(Beginning of Extracted records)

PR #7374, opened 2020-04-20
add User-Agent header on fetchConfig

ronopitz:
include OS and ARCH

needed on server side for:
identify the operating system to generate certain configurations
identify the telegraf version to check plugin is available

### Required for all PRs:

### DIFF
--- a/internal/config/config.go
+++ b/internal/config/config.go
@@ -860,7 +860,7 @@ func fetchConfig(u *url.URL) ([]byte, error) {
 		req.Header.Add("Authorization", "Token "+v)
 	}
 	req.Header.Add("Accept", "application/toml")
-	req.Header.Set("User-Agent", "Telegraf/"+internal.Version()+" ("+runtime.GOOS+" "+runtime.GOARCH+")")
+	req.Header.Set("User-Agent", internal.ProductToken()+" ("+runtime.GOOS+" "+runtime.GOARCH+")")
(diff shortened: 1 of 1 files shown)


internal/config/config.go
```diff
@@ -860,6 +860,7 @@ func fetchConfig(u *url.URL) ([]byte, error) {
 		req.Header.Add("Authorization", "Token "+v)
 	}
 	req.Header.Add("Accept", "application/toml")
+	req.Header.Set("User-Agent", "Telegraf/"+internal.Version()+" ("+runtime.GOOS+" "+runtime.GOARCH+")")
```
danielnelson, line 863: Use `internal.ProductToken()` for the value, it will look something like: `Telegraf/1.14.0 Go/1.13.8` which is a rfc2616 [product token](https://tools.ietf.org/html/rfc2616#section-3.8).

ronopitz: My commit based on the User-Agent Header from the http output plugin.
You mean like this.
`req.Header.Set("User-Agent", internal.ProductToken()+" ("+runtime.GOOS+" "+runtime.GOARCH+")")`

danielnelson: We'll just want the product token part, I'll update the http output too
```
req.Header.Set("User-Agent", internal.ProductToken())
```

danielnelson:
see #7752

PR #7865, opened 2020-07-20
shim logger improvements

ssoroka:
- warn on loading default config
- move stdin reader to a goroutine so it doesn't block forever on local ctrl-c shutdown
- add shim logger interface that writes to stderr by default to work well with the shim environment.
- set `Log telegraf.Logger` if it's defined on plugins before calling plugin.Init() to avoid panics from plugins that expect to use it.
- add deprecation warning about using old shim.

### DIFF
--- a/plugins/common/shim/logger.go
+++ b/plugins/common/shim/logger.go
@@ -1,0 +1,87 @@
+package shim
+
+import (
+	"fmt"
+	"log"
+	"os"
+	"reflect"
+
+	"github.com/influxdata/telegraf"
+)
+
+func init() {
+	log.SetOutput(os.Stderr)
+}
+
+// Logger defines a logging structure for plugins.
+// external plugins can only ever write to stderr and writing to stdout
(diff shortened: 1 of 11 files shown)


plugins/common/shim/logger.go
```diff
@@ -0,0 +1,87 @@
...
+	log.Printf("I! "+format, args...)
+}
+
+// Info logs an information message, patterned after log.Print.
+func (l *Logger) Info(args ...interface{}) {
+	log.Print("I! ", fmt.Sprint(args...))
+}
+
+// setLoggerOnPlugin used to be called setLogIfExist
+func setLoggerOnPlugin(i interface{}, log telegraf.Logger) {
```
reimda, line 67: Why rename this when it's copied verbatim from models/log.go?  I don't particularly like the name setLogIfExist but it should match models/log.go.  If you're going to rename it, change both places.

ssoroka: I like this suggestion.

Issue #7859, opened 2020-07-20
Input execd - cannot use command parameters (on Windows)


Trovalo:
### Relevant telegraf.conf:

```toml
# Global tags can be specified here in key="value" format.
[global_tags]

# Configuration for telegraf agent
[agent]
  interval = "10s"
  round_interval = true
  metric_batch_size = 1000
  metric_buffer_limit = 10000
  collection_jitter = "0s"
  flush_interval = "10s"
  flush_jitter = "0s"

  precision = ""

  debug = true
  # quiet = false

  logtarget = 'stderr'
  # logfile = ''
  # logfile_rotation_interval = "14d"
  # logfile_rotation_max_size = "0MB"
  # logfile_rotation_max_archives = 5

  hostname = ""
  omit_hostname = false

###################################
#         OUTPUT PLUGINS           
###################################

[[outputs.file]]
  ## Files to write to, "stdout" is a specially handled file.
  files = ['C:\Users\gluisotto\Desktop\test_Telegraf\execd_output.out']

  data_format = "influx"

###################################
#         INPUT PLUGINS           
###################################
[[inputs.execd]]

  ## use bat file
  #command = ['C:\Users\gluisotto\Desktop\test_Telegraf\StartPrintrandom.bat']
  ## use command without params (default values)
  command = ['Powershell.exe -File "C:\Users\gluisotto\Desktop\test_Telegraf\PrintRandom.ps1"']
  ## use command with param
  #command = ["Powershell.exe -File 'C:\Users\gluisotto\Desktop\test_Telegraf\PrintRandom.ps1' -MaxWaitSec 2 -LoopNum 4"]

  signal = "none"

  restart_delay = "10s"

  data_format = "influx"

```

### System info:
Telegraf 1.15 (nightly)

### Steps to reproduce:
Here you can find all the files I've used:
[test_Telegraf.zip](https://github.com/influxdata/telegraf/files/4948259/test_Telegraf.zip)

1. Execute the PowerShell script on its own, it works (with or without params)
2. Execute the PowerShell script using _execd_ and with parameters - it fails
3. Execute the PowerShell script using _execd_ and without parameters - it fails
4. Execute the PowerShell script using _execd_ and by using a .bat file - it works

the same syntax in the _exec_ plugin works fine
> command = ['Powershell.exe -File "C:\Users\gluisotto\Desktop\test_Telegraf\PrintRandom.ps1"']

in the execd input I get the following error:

(End of Extracted records)
(Beginning of Extracted records)

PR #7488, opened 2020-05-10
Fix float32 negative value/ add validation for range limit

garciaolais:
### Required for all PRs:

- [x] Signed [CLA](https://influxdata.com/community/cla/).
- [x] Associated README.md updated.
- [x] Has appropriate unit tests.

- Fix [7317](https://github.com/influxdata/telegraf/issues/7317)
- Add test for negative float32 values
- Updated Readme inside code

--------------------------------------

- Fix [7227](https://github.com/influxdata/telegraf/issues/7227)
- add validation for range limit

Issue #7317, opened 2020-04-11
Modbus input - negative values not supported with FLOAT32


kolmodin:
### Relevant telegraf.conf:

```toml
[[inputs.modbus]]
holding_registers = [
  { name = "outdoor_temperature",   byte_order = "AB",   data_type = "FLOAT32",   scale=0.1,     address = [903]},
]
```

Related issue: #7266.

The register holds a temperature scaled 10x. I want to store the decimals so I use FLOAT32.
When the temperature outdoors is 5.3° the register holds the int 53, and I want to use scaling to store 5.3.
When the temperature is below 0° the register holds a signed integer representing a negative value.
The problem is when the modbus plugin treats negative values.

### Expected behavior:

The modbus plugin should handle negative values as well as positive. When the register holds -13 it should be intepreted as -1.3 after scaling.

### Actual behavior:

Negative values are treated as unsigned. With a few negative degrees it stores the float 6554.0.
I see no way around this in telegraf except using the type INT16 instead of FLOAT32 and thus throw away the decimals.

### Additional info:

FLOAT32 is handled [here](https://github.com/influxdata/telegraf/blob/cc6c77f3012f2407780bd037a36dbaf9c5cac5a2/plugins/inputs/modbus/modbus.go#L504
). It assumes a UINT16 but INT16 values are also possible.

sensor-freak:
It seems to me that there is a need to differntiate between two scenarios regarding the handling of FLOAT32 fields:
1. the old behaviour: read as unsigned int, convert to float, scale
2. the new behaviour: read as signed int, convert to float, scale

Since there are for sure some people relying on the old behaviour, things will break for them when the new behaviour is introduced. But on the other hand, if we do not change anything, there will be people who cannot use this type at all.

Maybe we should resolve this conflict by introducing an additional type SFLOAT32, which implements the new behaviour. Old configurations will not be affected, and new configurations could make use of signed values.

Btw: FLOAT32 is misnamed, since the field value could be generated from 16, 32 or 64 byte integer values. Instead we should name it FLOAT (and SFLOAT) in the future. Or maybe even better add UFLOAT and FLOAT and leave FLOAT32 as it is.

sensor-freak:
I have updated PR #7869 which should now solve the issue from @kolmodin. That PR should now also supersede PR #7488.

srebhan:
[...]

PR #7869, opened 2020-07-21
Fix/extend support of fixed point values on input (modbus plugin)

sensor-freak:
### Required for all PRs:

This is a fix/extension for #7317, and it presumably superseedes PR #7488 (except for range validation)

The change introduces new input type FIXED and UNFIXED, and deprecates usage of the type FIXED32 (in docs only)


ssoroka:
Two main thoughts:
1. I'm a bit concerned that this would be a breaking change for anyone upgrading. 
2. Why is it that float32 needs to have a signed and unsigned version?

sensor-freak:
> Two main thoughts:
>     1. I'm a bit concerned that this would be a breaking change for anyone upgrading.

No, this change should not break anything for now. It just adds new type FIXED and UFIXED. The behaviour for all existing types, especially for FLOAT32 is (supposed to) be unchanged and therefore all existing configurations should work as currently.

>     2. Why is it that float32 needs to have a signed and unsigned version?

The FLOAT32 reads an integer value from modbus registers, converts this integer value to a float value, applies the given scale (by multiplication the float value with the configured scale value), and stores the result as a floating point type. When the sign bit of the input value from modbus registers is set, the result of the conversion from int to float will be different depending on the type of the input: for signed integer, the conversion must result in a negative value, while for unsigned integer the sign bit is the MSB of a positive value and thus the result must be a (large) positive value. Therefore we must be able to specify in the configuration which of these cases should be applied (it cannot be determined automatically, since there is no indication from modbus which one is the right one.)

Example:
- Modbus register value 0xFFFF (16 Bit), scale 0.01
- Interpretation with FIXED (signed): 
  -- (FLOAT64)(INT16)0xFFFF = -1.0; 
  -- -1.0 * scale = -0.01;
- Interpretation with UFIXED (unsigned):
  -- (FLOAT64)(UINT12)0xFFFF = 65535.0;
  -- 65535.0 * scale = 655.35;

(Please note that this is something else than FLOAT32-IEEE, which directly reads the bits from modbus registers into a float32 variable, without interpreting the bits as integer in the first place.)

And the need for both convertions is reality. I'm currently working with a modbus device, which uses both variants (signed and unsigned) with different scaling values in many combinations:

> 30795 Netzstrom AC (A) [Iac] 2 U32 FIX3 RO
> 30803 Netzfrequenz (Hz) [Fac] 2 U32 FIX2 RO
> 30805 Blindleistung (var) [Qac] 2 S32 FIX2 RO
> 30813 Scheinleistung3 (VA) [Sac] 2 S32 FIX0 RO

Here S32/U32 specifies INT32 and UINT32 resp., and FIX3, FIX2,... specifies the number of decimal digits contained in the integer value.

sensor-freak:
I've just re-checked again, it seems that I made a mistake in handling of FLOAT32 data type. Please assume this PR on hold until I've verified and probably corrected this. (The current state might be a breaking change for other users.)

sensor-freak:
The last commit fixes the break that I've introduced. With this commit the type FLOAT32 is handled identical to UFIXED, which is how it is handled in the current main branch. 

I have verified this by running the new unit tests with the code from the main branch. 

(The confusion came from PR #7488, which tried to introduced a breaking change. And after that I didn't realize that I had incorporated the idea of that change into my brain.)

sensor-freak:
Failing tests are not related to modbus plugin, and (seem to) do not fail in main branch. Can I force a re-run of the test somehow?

(End of Extracted records)

What to work on :: How many lines of the entries include the string "seems"? Answer with a number and no other words.

Answer space :: 2